Scan the entries below and extract each line with the word "ebnf" in it.

### Provided records

PR #168, opened 2018-08-22
Parse Comments line by line

stasm:
Spin-off from #160; the `Comment` part.

### DIFF
--- a/spec/fluent.ebnf
+++ b/spec/fluent.ebnf
@@ -1,15 +1,24 @@
 
-/* An FTL file defines a Resource. */
+/* An FTL file defines a Resource consisting of Entries. */
 Resource            ::= (Entry | blank_block | junk_line)*
+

######

Answer to this problem:
--- a/spec/fluent.ebnf
+++ b/spec/fluent.ebnf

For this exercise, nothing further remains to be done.